Read it all the way through before responding.


----------



## The Prof (Jan 22, 2005)

Excellent, really excellent!

The Prof


----------



## RRouuselot (Jan 22, 2005)

Tremble said:
			
		

> http://karatethejapaneseway.com/articles/karate_sucks.html
> 
> Read it all the way through before responding.


 Somewhere on here there is a whole thread about that article.


----------



## Tremble (Jan 22, 2005)

RRouuselot said:
			
		

> Somewhere on here there is a whole thread about that article.


Well if you couldn't find it, it's no small wonder I didn't.


----------



## RRouuselot (Jan 22, 2005)

Tremble said:
			
		

> Well if you couldn't find it, it's no small wonder I didn't.
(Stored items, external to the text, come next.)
PR #5127, opened 2024-11-13
NS Agent auth with NS API

dynco-nym:
- NS Agent authenticates with key that was registered with NS API
- added flag to Agent to generate keypairs
- agent requests are signed by agent
- server-side requests are checked for authentication

This change is [Reviewable](https://reviewable.io/reviews/nymtech/nym/5127)


nym-node-status-agent/src/cli/generate_keypair.rs
```diff
@@ -0,0 +1,59 @@
...
+
+pub(crate) fn generate_key_pair(path: impl AsRef<Path>) -> anyhow::Result<()> {
+    let priv_key_path = path.as_ref();
+    let mut rng = rand::thread_rng();
+    let keypair = nym_crypto::asymmetric::identity::KeyPair::new(&mut rng);
+    info!("Generated keypair as Base58-encoded string");
+
+    let mut private_key_file = File::create(priv_key_path)?;
+    private_key_file.write_all(keypair.private_key().to_base58_string().as_bytes())?;
+
```
jstuczyn, line 12: nitpicking: if unused, each private key should be zeroized

nym-node-status-agent/src/cli/mod.rs
```diff
@@ -0,0 +1,74 @@
...
+    RunProbe {
+        #[arg(short, long, env = "NODE_STATUS_AGENT_SERVER_ADDRESS")]
+        server_address: String,
+
+        #[arg(short = 'p', long, env = "NODE_STATUS_AGENT_SERVER_PORT")]
+        server_port: u16,
+
+        /// base58-encoded private key
+        #[arg(long, env = "NODE_STATUS_AGENT_AUTH_KEY")]
+        ns_api_auth_key: String,
```
jstuczyn, line 33: I'm not sure if passing PRIVATE key explicitly in cli is a good idea because it will linger in history and args forever. I think it'd be safer (if possible) to pass path to the file since you're saving it anyway

nym-node-status-api/launch_node_status_api.sh
```diff
@@ -7,6 +7,7 @@ export RUST_LOG=${RUST_LOG:-debug}
 export NYM_API_CLIENT_TIMEOUT=60
 export EXPLORER_CLIENT_TIMEOUT=60
 export NODE_STATUS_API_TESTRUN_REFRESH_INTERVAL=60
+export NODE_STATUS_API_AGENT_KEY_LIST="H4z8kx5Kkf5JMQHhxaW1MwYndjKCDHC7HsVhHTFfBZ4J,AKYZeKaJTzJrWtidk3BZz7wsm4GapaTY4GwQYVL43cmc"
```
jstuczyn: uhm... I hope we didn't just dox ourselves by committing qa api keys : D

nym-node-status-api/src/cli/mod.rs
```diff
@@ -56,19 +57,43 @@ pub(crate) struct Cli {
...
+}
+
+// We need a list of keys from clap. But if we define CLI argument as Vec<T>,
+// clap interprets that as type T which can be given as a CLI argument multiple
+// times (so all of them are stored in a Vec<T>). Thus we wrap Vec in a newtype
+// pattern to have a list of keys and make clap happy.
+#[derive(Debug, Clone)]
+struct KeyList(Vec<PublicKey>);
+
+fn parse_key_list(arg: &str) -> anyhow::Result<KeyList> {
```
jstuczyn: clap can do it automatically by using `value_delimiter`

nym-node-status-api/src/http/api/testruns.rs
```diff
@@ -115,6 +133,23 @@ async fn submit_testrun(
     Ok(StatusCode::CREATED)
 }
 
+fn authenticate_agent(base58_pubkey: &str, state: &AppState) -> HttpResult<PublicKey> {
```
jstuczyn: I'm sorry to say, but that's an AWFUL authentication. you're just sending your **public** key. anyone can do it since it's public. and even if it wasn't, it's susceptible to replay attacks.

common/models/src/ns_api.rs
```diff
@@ -1,7 +1,15 @@
...
 
 #[derive(Debug, Clone, Deserialize, Serialize)]
 pub struct TestrunAssignment {
     pub testrun_id: i64,
     pub gateway_identity_key: String,
 }
+
+#[derive(Debug, Clone, Deserialize, Serialize)]
+pub struct SubmitResults {
+    pub message: String,
```
jstuczyn: what's the content of this message? can we guarantee it has something unique per request? otherwise we're susceptible to replay attacks.

common/models/src/ns_api.rs
```diff
@@ -1,7 +1,15 @@
...
+    pub signature: Signature,
+    pub public_key: PublicKey,
```
jstuczyn: shouldn't public key already be implicit given who has registered?

nym-node-status-api/src/http/api/testruns.rs
```diff
@@ -28,10 +30,14 @@ pub(crate) fn routes() -> Router<AppState> {
...
 #[tracing::instrument(level = "debug", skip_all)]
-async fn request_testrun(State(state): State<AppState>) -> HttpResult<Json<TestrunAssignment>> {
-    // TODO dz log agent's key
+async fn request_testrun(
+    State(state): State<AppState>,
+    body: String,
+) -> HttpResult<Json<TestrunAssignment>> {
     // TODO dz log agent's network probe version
-    tracing::debug!("Agent requested testrun");
+    let agent_pubkey = authenticate_agent(&body, &state)?;
```
jstuczyn: as mentioned in the method itself, this authentication is insufficient.

nym-node-status-api/src/http/api/testruns.rs
jstuczyn: ideally, each signed message would contain a unique nonce (bonus points if it's controlled by the server).

why not, instead, just go for a simpler `Bearer token` approach?

nym-node-status-api/src/http/error.rs
```diff
@@ -15,6 +15,13 @@ impl HttpError {
         }
     }
 
+    pub(crate) fn unauthorized() -> Self {
+        Self {
+            message: serde_json::json!({"message": "Make sure your public key si registered with NS API"}).to_string(),
```
jstuczyn:
```suggestion
            message: serde_json::json!({"message": "Make sure your public key is registered with NS API"}).to_string(),
```

nym-node-status-agent/src/cli/run_probe.rs
```diff
@@ -0,0 +1,119 @@
...
+        .json(&results)
+        .send()
+        .await
+        .and_then(|response| response.error_for_status())?;
+
+    tracing::debug!("Submitted results: {})", res.status());
+    Ok(())
+}
+
+fn sign_message(key: PrivateKey, probe_outcome: String) -> SubmitResults {
```
jstuczyn: key is not zeroized here

jstuczyn (changes requested):

nym-node-status-agent/src/cli/generate_keypair.rs
dynco-nym: don't they implement [ZeroizeOnDrop](https://github.com/nymtech/nym/blob/develop/common/crypto/src/asymmetric/identity/mod.rs#L56), meaning they get zeroized a couple lines below?

nym-node-status-agent/src/cli/mod.rs
dynco-nym: it's not meant for passing via CLI: `clap` is just our convention because it handles loading from environment in a convenient way 

but for good measure, I removed the CLI option so now it's only loadable via env var

nym-node-status-api/launch_node_status_api.sh
dynco-nym: it's a keypair for testing only

nym-node-status-agent/src/cli/run_probe.rs
dynco-nym: currently, it's used to sign a message, extract a public key, then it's dropped (zeroized). 

what would you like to do differently?

common/models/src/ns_api.rs
dynco-nym: added `assigned_at_utc`: timestamp of when testrun was assigned. This is stored in the database for each testrun and checked upon submit

nym-node-status-api/src/http/api/testruns.rs
dynco-nym: each request now contains
- payload 
  - containing unique timestamp (serving as nonce) for replay protection
- signature 
  - of the payload with agent's private key

common/models/src/ns_api.rs
dynco-nym: if agent didn't sent his own public key, server would have to check the database to find agent's public key BEFORE even verifying the request authenticity. That way unauthorized requests could spam-lock our database. 

This way at least server ensures
-  message is signed and 
- key is registered 

before doing further checks

nym-node-status-agent/run.sh
```diff
@@ -1,25 +1,52 @@
...
+
+export RUST_LOG="debug"
+export NODE_STATUS_AGENT_SERVER_ADDRESS="http://127.0.0.1"
+export NODE_STATUS_AGENT_SERVER_PORT="8000"
 export NODE_STATUS_AGENT_PROBE_PATH="$crate_root/nym-gateway-probe"
 
+# each key is required for a separate agent when running in parallel: their
+# public counterparts need to be registered with NS API
+private_keys=("BjyC9SsHAZUzPRkQR4sPTvVrp4GgaquTh5YfSJksvvWT"
+    "4RqSKydrEuyGF8Xtwyauvja62SAjqxFPYQzW2neZdkQD"
```
jstuczyn: what are those keys? are those for some testnet? whatever they are, i dont think they should be hardcoded in a script...

nym-node-status-agent/Cargo.toml
```diff
@@ -16,12 +16,20 @@ readme.workspace = true
 
 [dependencies]
 anyhow = { workspace = true}
+bincode = { workspace = true }
+chrono = { workspace = true }
```
jstuczyn, line 20: plz let's not use `chrono`, it caused us enough headache, if possible use `time` like we do everywhere else

nym-node-status-agent/src/cli/generate_keypair.rs
jstuczyn: the keypair itself, sure, but youre then allocating a base58 string (which you then convert to bytes). that one will not get zeroized.

as a side note: why not write key bytes directly instead?

jstuczyn (approved):
🚢 it

nym-node-status-agent/run.sh
dynco-nym: exclusively for testing

nym-node-status-agent/Cargo.toml
dynco-nym: as discussed in private, not a change for this PR but I agree.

 I wasn't looking for it. 
 That guy's website is pretty famous on martial arts BBs.


----------



## Autocrat (Jan 22, 2005)

What the ?

Anyone care to tell me what that was about?
Reading between the lines.... that was saying that most clubs/orginisations are BAD PEOPLE, and there are only a few good ones out there.... the rest are a bunch of lying, thieving, cheating, self-centered moneymaking bad people!

Surely not!
(LOL)

Still, kind of makes sense..... opinions?


----------



## RRouuselot (Jan 22, 2005)

Autocrat said:
			
		

> What the ?
> 
> Anyone care to tell me what that was about?
> Reading between the lines.... that was saying that most clubs/orginisations are BAD PEOPLE, and there are only a few good ones out there.... the rest are a bunch of lying, thieving, cheating, self-centered moneymaking bad people!
> ...


  Dunno:idunno:.......His opinion I guess......opinions are like....XXXXXXXX...... everyone has one......


----------



## Sin (Feb 4, 2005)

All this does is get into the McDojo ordeal, with all these schools opening up just wanting to make money and probably know about a total of two things about Karate.


----------



## KempoShaun (Feb 4, 2005)

Well, Karate may suck, but it's still better than most other things out there


----------



## BushidoUK (Feb 5, 2005)

saying karate sucks is like saying chinese food tastes bad....
either
1 it's your own personal choice of what you like to taste and you just dont like chinese food
2 it could be just a bad restauraunt
3 It could be an aquired taste which takes some "training" for you palette to appreciate it


----------



## cas (Feb 7, 2005)

vacuumcleaners suck


----------



## shesulsa (Feb 7, 2005)

... so do blondes ...


----------



## Tgace (Feb 7, 2005)

shesulsa said:
			
		

> ... so do blondes ...


:uhyeah:


----------



## Chronuss (Feb 8, 2005)

Tgace said:
			
		

> :uhyeah:


I second that.


----------



## judokapont (Feb 8, 2005)

too right it sucks ! for those reasons and its a USELESS form of self defence so what is the point in jumping around in your jim jams when a good solid right hook is going to knock your teeth out baby! its a joke ! lets get it on ! worked well in the ufc ha ha ha splat


----------



## YouAgain (Feb 9, 2005)

Just as much as any other martial art!


----------



## Sin (Feb 10, 2005)

i think karate gets a bad rap due to the McDojos.  Kids that "say" they have black belts and then get beat up on the streets...hence the reason we all get the rep that we "suck"


----------



## masherdong (Mar 2, 2005)

Interesting article.  There is truth to what he says.


----------



## Jussi Häkkinen (Mar 3, 2005)

People seem to react pretty heavily just to the topic of that article. That's understandable. However, please read the whole article - it has lots of truth in it.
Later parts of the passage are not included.